About a year ago, I hit a wall – and what I did changed the trajectory of my life, and not in the way I imagined.
I was going through major changes in both my personal and professional life. I had become an empty nester and was trying to find myself again… becoming a single mom at twenty-years old meant that motherhood had always sort of defined (and consumed) me, and I was comfortable and used to it.
Professionally, I felt stuck. I couldn’t see the next step in my career. I wasn’t getting the growth and advancement that I (thought) I deserved and was getting bypassed for roles that I felt capable of. I didn’t understand what was holding me back.
Like many of my fellow Gen X friends, I grew up in the 80s where dual income families and climbing the ladder was the “path to success.” My dad would always tell us, especially the three girls, about going to college and being able to take care of ourself, “because you can’t depend on someone else.”
I suppose that shaped me more than I realized. I had gotten stuck in the trap of letting work define me. So feeling like my career growth had stalled was really bothering me. I was supposed to be progressing every few years.

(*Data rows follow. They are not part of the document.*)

PR #470, opened 2026-07-10
Bump HV drain concurrency

gmatthews20:
### Description:

HV Drains limit now 10
Server migrates limit now 6 globally

### Special Notes:

---

### Submitter:

Have you (where applicable):

* [ ] Added unit tests?

---

### Reviewer

Does this PR:

### DIFF
--- a/policies/hypervisor.drain.concurrency.yaml
+++ b/policies/hypervisor.drain.concurrency.yaml
@@ -8,4 +8,6 @@ parameters:
   action: delay
   # Three HVs can be drained concurrently, this does not affect the number of
   # VMs draining per HV
-  threshold: 3
+  # Limit needed as drain disables the HV so needed to prevent the entire cloud being disabled
+  # all at once
+  threshold: 10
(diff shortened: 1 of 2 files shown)


policies/hypervisor.drain.concurrency.yaml
```diff
@@ -8,4 +8,4 @@ parameters:
   action: delay
   # Three HVs can be drained concurrently, this does not affect the number of
   # VMs draining per HV
-  threshold: 3
+  threshold: 10
```
DavidFair, line 13: Can we drop this limit completely? Since it's the migrate that's the slow step and having even 100 actions hit the API isn't going to cause any noticeable problems for the backend

gmatthews20: I think it was originally there to prevent the automation disabling the entire cloud all at once

DavidFair: Ah the comment doesn't make that clear - happy to leave it at 10/10 then :+1:

DavidFair (dismissed):

DavidFair (approved):

jose-caballero (approved):

PR #484, opened 2026-07-22
Add function to handle Servers metadata

jose-caballero:
We are going to use the metadata field to mark certain Servers that require actions.
For example, to mark the Servers that are running an EOL version of the Operating System and when the user was notified about it.

These 2 functions just perform the set and delete steps. The exact content and format of the parameters is responsibility of the workflows code calling them.

### Special Notes:

---

### Submitter:

Have you (where applicable):

* [ ] Added unit tests?

---

### Reviewer

Does this PR:


anish-mudaraddi:
these functions are just calling openstacksdk's built-in method `.set_server_metadata` and `.delete_server_metadata` and not doing anything else

can't we just call these built-in methods directly in any action/API function that needs to set metadata instead of creating a whole new function that once again verifies that the server exists (slowing down the process by adding an unnecessary API call `find_server`) 

I could see this being useful if you're putting some global validation checks on the properties that is unique to us - but maybe you should just wait until there's a use-case like that before creating these functions? I'm wary of adding more code we need to maintain

jose-caballero:
@anish-mudaraddi you mentioned that these 2 functions don't add anything. 
I can see your point. I agree on waiting until we know what we really needed. 
However, at least for set_metadata( ), will it be justified if we always add a timestamp to the value? 
Something like this:

    set_metadata(conn, server_id, PARAM=VALUE)

adds a string like this 

    "PARAM=VALUE @ 2026-04-14:07:15:40

PR #487, opened 2026-07-27
Get the email address  of the User who owns a Server

jose-caballero:
Write a function to get the email address of the User who instantiated a given Server.

This information will be used to be able to send emails to those Users when something problematic has been detected on the Servers. For example, if the Server is running an EOL version of the Operating System or have been in SHUTOFF state for too long.

### Special Notes:

---

### Submitter:

Have you (where applicable):

* [ ] Added unit tests?

---

### Reviewer

Does this PR:


lib/apis/openstack_api/openstack_server.py
```diff
@@ -296,3 +301,42 @@ def shutoff_server_list(conn: Connection, server_id_list: List[str]) -> None:
...
+        )
+
+    user = conn.identity.get_user(user_id)
+    if user is None:
+        raise ResourceNotFound(
+            f"User '{user_id}' referenced by server '{server_id}' was not found."
+        )
+
+    user_email = getattr(user, "email", None)
+    if not user_email:
```
khalford, line 336:
```suggestion
    if not user_id:
        raise ResourceNotFound(
            f"Server '{server_id}' does not have an associated user_id."
        )

    user = conn.identity.get_user(user_id)
    if not user:
        raise ResourceNotFound(
            f"User '{user_id}' referenced by server '{server_id}' was not found."
        )

    user_email = getattr(user, "email", None)
    if not user_email:
```

Is there any reason to use "if user is None" rather than "if not user" in this case?

khalford (changes requested):
Unit tests?

gmatthews20 (changes requested):
Is this not a duplicate of this function?
https://github.com/stfc/st2-cloud-pack/blob/main/lib/apis/openstack_query_api/user_queries.py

But, how do I get unstuck?
Of course I started with an executive coach to help me get on track career wise (because that’s easier and less personal, right?). I fully expected him to create a playbook to help me understand what I need to do to to get from X to Y by Z, but he did none of that.

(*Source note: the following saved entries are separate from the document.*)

PR #488, opened 2026-07-27
Write code to query Wazuh

jose-caballero:
In order to be able to query Wazuh we need 2 things:

* some code to perform the query and fetch the results. We implement that code as a class
  * the init method reads the all needed credentials and related parameters from stackstorm configuration
  * we get a token always right before querying the server

* the entry point for all ACTIONS in stackstorm needs to create an instance of the new class and pass it as argument to the workflows

### Special Notes:

---

### Submitter:

Have you (where applicable):

* [ ] Added unit tests?

---

### Reviewer

Does this PR:

### DIFF
--- a/actions/src/openstack_actions.py
+++ b/actions/src/openstack_actions.py
@@ -6,14 +6,22 @@ from apis.alertmanager_api.structs.alertmanager_account import AlertManagerAccou
 from apis.email_api.structs.smtp_account import SMTPAccount
 from apis.icinga_api.structs.icinga_account import IcingaAccount
 from apis.jira_api.structs.jira_account import JiraAccount
+from apis.wazuh_api.wazuh import WazuhClient
 
 
 class OpenstackActions(Action):
-    def run(self, lib_entry_point: str, requires_openstack: bool = False, **kwargs):
+    def run(
+        self,
+        lib_entry_point: str,
+        requires_openstack: bool = False,
+        requires_wazuh: bool = False,
+        **kwargs,
+    ):
         """
         Dynamically dispatches to the function wanted
         :param lib_entry_point: path to function that handles action in lib layer
         :param requires_openstack: if action requires connection to openstack
+        :param requires_wazuh: if action requires querying the Wazuh server
         :param kwargs: all user-defined kwargs to pass to the function
         """
         module, fn_name = lib_entry_point.rsplit(".", 1)
@@ -25,6 +33,19 @@ class OpenstackActions(Action):
             "\n".join([f"{key}: {val}" for key, val in kwargs.items()]),
         )
         kwargs = self.parse_configs(**kwargs)
+
+        # in some automations we may need to query the Wazuh server
+        # however, we may not need any field in the web form related to Wazuh
+        # therefore, it will not be possible to handle the creation of
+        # the wazuh client object inside function parse_config()
+        # as there is no configuration parameter related to it that can
+        # be parsed
+        # we trigger the creation of the wazuh client object with an immutable
+        # parameter, the same way we do for OpenStack
+        if requires_wazuh:
+            wazuh = WazuhClient(self.config)
+            kwargs["wazuh"] = wazuh
+
         if not requires_openstack:
             return action_func(**kwargs)
         # setup openstack connection
--- a/lib/apis/wazuh_api/wazuh.py
+++ b/lib/apis/wazuh_api/wazuh.py
@@ -1,0 +1,145 @@
+import logging
+import re
+import urllib3
+import requests
+
+# Suppress insecure request warnings if using self-signed certificates
+urllib3.disable_warnings(urllib3.exceptions.InsecureRequestWarning)
+
+logger = logging.getLogger("WazuhClient")
+
+
+# pylint: disable=too-few-public-methods
+class WazuhClient:
+    def __init__(self, pack_config):
+        """
+        gets the requires values to contact a Wazuh Server
+        from the StackStorm configuration Dictionary pack_config
+
+        :param pack_config: StackStorm configuration
+        :type pack_config: dict
+        """
+        logger.info("Creating instance of WazuhClient")
+        self.username = pack_config.get("wazuh_username")
+        self.password = pack_config.get("wazuh_password")
+        self.url = pack_config.get("wazuh_url")
+        logger.info("Instance of WazuhClient created correctly")
+
+    def _get_wazuh_token(self):
+        """
+        Authenticates with the Wazuh API and returns a JWT token.
+        """
+        logger.info("Getting a token")
+        url = f"{self.url}/security/user/authenticate"
+        try:
+            # Wazuh uses Basic Auth to fetch the initial token
+            response = requests.get(
+                url, auth=(self.username, self.password), verify=False, timeout=60
+            )
+            response.raise_for_status()
+            token = response.json().get("data", {}).get("token")
+            logger.info("Token adquired correclty, returning it")
+            return token
+        except requests.exceptions.RequestException as e:
+            logger.critical("Unable to retrieve a valid token: %s", e)
+            raise e
+
+    def _query_agents(self, values=None, query=None):
+        """
+        Queries all agents in Wazuh to get a certain list of parameters
+        for a specific query or filter
+
+        :param values: the list of variables to retrieve
+        :type values: list
+        :param query: the specific query against the Wazuh server
+        :type query: str
+        :return: the information in Wazuh for all agents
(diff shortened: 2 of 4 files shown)


lib/apis/wazuh_api/wazuh.py
```diff
@@ -0,0 +1,76 @@
...
+        """
+        gets the requires values to contact a Wazuh Server
+        from the StackStorm configuration Dictionary pack_config
+
+        :param pack_config: StackStorm configuration
+        :type pack_config: dict
+        """
+        self.username = pack_config.get("wazuh_username")
+        self.password = pack_config.get("wazuh_password")
+        self.url = pack_config.get("wazuh_url")
```
gmatthews20, line 25: You should add these to this file: https://github.com/stfc/st2-cloud-pack/blob/main/config.schema.yaml

lib/apis/wazuh_api/wazuh.py
```diff
@@ -0,0 +1,76 @@
...
+            # we query Wazuh using pagination
+            # we do not know how many agents there are
+            all_agents = []
+            batch_size = 500
+            offset = 0
+            while True:
+                params = {
+                    "limit": batch_size,
+                    "offset": offset,
+                    "select": "name,os.name,os.version,status,ip,group",  # Only return fields we care about
```
gmatthews20: Not sure how many properties we can chose from. But maybe this would be passed as a parameter similar to the other query actions with `properties_to_select`?

lib/apis/wazuh_api/wazuh.py
```diff
@@ -0,0 +1,76 @@
...
+                response.raise_for_status()
+                data = response.json()
+                items = data.get("data", {}).get("affected_items", [])
+                if not items:
+                    break
+                all_agents.extend(items)
+                offset += batch_size
+            return all_agents
+        except requests.exceptions.RequestException as e:
+            print(f"Failed to fetch data: {e}")
```
gmatthews20: Is this necessary? Its just printing the original exception?

lib/apis/wazuh_api/wazuh.py
```diff
@@ -0,0 +1,76 @@
...
+        url = f"{self.url}/security/user/authenticate"
+        try:
+            # Wazuh uses Basic Auth to fetch the initial token
+            response = requests.get(
+                url, auth=(self.username, self.password), verify=False, timeout=60
+            )
+            response.raise_for_status()
+            return response.json().get("data", {}).get("token")
+        except requests.exceptions.RequestException as e:
+            print(f"Authentication failed: {e}")
```
gmatthews20: Is this necessary? Its just printing the original exception?

lib/apis/wazuh_api/wazuh.py
```diff
@@ -0,0 +1,76 @@
...
+            return None
+
+    def query_agents(self):
```
gmatthews20: unit test?

actions/src/openstack_actions.py
```diff
@@ -25,6 +32,11 @@ def run(self, lib_entry_point: str, requires_openstack: bool = False, **kwargs):
             "\n".join([f"{key}: {val}" for key, val in kwargs.items()]),
         )
         kwargs = self.parse_configs(**kwargs)
+
+        if requires_wazuh:
+            wazuh = WazuhClient(self.config)
+            kwargs["wazuh"] = wazuh
```
gmatthews20, line 47: Why is this here rather than in `parse_configs`?

actions/src/openstack_actions.py
gmatthews20, line 25: This needs updating with `requires_wazuh`

gmatthews20 (changes requested):

anish-mudaraddi (dismissed):

lib/apis/wazuh_api/wazuh.py
jose-caballero: this will be done separately. It is part of a different JIRA Ticket, assigned to Anish

lib/apis/wazuh_api/wazuh.py
jose-caballero: in this commit I am only trying to get the minimum code that can query Wazuh. More specific queries will be implement later on. 
I am currently testing something like this

```
def get_servers(os_name, os_version):
...
...
    params = {
                    "limit": 500,
                    "offset": offset,
                    "select": "name",
                    "q": f"os.platform={os_name};os.major={os_version};status=active;group!=kolla;group!=quattor",
                }
...
...
```

lib/apis/wazuh_api/wazuh.py
jose-caballero: actually, the main problem was not that, but the fact that when the exception was captured, it returned None.
Now we write a log message with CRITICAL level, and re-raise the exception

actions/src/openstack_actions.py
jose-caballero: Added inline docs to the file explaining it

actions/src/openstack_actions.py
jose-caballero: fixed

lib/apis/wazuh_api/wazuh.py
jose-caballero: same comment as the other one.

lib/apis/wazuh_api/wazuh.py
jose-caballero: maybe later, when we have the final shape of the code. This commit is just a way to start.

gmatthews20: If this is not final then why is it a PR that needs reviewing and merging now?

lib/apis/wazuh_api/wazuh.py
gmatthews20: I believe it should be part of this PR as it is a requirement for this PR to be functional. Getting the account credentials can be done separately

jose-caballero: fair. I have converted this PR to Draft and wait until Anish has done his part.

lib/apis/wazuh_api/wazuh.py
jose-caballero: I will write some unit test

lib/apis/wazuh_api/wazuh.py
```diff
@@ -0,0 +1,145 @@
...
+        logger.info(
+            "query Wazuh for Servers running OS name %s and %s version",
+            os_name,
+            os_version,
+        )
+        query = f"os.platform={os_name};os.major={os_version};status=active;group!=kolla;group!=quattor"
+        # we ensure we only get information about Servers and not Hypervisors
+        # by adding conditions
+        #   group!=kolla
+        #   group!=quattor
```
gmatthews20: Does the quattor group container VMs configured with quattor?

lib/apis/wazuh_api/wazuh.py
```diff
@@ -0,0 +1,145 @@
...
+        # to the query string
+        data = self._query_agents(values=["name"], query=query)
+
+        # extract the Server ID from the fetched data
+        # the variable "name" for OpenStack Servers looks like this:
+        #   host-192-168-231-139.openstacklocal-001682d2-79a2-41b9-af7f-c553f7d67b0d
+        # we need to extract the ID from there
```
gmatthews20, line 127: From the wazuh agent config each openstack VM should be labeled with the `openstack.uuid`. Not sure how to find the agent labels but I think this would be easier and more consistent than a regex on the agent name.

https://github.com/stfc/cloud-image-builders/blob/710988483da6c65cb812041693b2348dc7c2c40f/os_builders/roles/vm_baseline/files/wazuh/enrich-wazuh-agent.py#L69-L76

gmatthews20 (changes requested):

lib/apis/wazuh_api/wazuh.py
khalford: Agreed, I think this regex will miss edge cases

lib/apis/wazuh_api/wazuh.py
jose-caballero: good point. I have removed quattor from the query

lib/apis/wazuh_api/wazuh.py
jose-caballero: line 76 in that snippet is
```
agent_hostname = agent_hostname + "-" + openstack_metadata["uuid"]
```
so all VMs should have the UUID at the end. That's what I am parsing. Right?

Instead he spent the next 8 months trying to help me unpack all the personal and professional experiences that shaped me and helped me see that getting to a state of being where “I am who I am, not what I do” was the destination for me. Mind blown.
This journal is my journey to personal discovery and untethering myself from what’s holding me back from happiness and fulfillment.
Here I’ll share the real, real me. I’ll begin to embrace the things that shaped me – starting from growing up in a small town in Georgia to my career start, pivotal moments along the way like finding love and building a new family, a mid-life crisis, work crises, and now how I’m reflecting back and seeing things differently.
I’m certainly not a professional and definitely not the first person to overcome obstacles in life, but I hope my stories may inspire you to see things differently in yourself and others too.
“To be yourself in a world that is constantly trying to make you something else is the greatest accomplishment.”